> **WORKING DATA**
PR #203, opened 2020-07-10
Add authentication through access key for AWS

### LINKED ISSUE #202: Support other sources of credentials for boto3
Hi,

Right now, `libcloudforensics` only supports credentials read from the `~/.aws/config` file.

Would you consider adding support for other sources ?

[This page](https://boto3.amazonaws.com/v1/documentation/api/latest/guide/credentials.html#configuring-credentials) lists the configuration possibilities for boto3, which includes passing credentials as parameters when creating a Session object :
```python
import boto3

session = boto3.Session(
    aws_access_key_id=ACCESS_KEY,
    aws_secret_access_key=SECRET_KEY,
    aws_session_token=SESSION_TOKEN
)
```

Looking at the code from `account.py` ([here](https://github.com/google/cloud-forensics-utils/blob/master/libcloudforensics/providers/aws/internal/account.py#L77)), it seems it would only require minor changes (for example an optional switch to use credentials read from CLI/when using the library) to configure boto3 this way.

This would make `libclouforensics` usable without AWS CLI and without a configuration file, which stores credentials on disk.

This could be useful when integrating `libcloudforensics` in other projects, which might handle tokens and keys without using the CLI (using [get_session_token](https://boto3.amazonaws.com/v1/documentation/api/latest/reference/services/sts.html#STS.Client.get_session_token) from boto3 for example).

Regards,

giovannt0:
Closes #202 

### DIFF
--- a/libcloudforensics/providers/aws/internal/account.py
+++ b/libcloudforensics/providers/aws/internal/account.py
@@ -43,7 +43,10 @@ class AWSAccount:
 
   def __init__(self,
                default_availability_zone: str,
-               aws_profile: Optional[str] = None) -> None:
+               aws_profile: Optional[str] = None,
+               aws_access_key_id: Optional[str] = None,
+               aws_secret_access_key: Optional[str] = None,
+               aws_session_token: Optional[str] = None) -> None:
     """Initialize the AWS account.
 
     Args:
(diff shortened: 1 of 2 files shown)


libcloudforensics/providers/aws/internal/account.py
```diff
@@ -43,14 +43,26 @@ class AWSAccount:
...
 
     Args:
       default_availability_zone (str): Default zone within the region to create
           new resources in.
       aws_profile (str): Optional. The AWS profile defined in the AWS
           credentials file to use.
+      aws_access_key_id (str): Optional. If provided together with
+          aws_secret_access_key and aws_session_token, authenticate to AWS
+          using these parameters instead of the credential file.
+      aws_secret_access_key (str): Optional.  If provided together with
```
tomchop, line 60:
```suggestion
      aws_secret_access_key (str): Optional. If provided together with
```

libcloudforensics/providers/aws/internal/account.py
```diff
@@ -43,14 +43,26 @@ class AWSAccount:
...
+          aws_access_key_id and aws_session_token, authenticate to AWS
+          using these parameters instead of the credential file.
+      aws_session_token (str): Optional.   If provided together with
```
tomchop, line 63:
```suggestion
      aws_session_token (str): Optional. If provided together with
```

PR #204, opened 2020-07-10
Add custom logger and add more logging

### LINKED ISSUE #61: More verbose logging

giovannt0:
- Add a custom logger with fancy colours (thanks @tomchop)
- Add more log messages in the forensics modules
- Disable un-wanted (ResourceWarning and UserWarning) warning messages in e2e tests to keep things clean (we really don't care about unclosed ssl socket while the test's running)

> **ACTION ITEM**
The line containing "Would you consider" marks the end: copy exactly every line from the top of the data above down to it, that line included.

> **FINISHED EXERCISE**
PR #203, opened 2020-07-10
Add authentication through access key for AWS

### LINKED ISSUE #202: Support other sources of credentials for boto3
Hi,

Right now, `libcloudforensics` only supports credentials read from the `~/.aws/config` file.

Would you consider adding support for other sources ?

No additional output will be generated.